--- Records provided Enclosed Below ---

PR #1059, opened 2016-10-01
Adding support for wallaby.js

adrianfaciu:
Great continuous test runner. 
Will drop this here in case other people use it.

We only need two small changes:
- add wallaby webpack module
- wallaby config file

This will allow wallaby to work in any of the supported editors.
(Only tested in vs code though, can do additional testing if required)

### DIFF
--- a/.npmignore
+++ b/.npmignore
@@ -24,6 +24,7 @@ tsconfig.json
 tsconfig.publish.json
 tslint.json
 typedoc.js
+wallaby.js
 
 # demo build
 doc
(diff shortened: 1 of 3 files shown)


valorkin:
Wallaby js is nice! Can you please add conf file to npm ignore?

adrianfaciu:
Updated npmignore with the config file, totally forgot about it.

valorkin:
merged with https://github.com/valor-software/ng2-bootstrap/commit/cec8baecdd8a6340955f0b32e186d9e8a818f850

PR #1081, opened 2016-10-05
improved angular-cli doc

guidoffm:
Added the bootstrap@next package so there will be no need to use an external CDN


guidoffm:
I will check this again tomorrow. I think we do not need the js file but we need the css instead.

PR #1094, opened 2016-10-06
Removed parameter to prameterless method

ghost:
Having the argument on onFocus causes compiling with ngc to break


ghost:
Just  saw someone else has already done this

--- End of Enclosed Records provided ---

◆ What to produce ◆
Reprint every entry exactly.

◆ Solved problem ◆
PR #1059, opened 2016-10-01
Adding support for wallaby.js

adrianfaciu:
Great continuous test runner. 
Will drop this here in case other people use it.

We only need two small changes:
- add wallaby webpack module
- wallaby config file

This will allow wallaby to work in any of the supported editors.
(Only tested in vs code though, can do additional testing if required)

### DIFF
--- a/.npmignore
+++ b/.npmignore
@@ -24,6 +24,7 @@ tsconfig.json
 tsconfig.publish.json
 tslint.json
 typedoc.js
+wallaby.js
 
 # demo build
 doc
(diff shortened: 1 of 3 files shown)


valorkin:
Wallaby js is nice! Can you please add conf file to npm ignore?

adrianfaciu:
Updated npmignore with the config file, totally forgot about it.

valorkin:
merged with https://github.com/valor-software/ng2-bootstrap/commit/cec8baecdd8a6340955f0b32e186d9e8a818f850

PR #1081, opened 2016-10-05
improved angular-cli doc

guidoffm:
Added the bootstrap@next package so there will be no need to use an external CDN


guidoffm:
I will check this again tomorrow. I think we do not need the js file but we need the css instead.

PR #1094, opened 2016-10-06
Removed parameter to prameterless method

ghost:
Having the argument on onFocus causes compiling with ngc to break


ghost:
Just  saw someone else has already done this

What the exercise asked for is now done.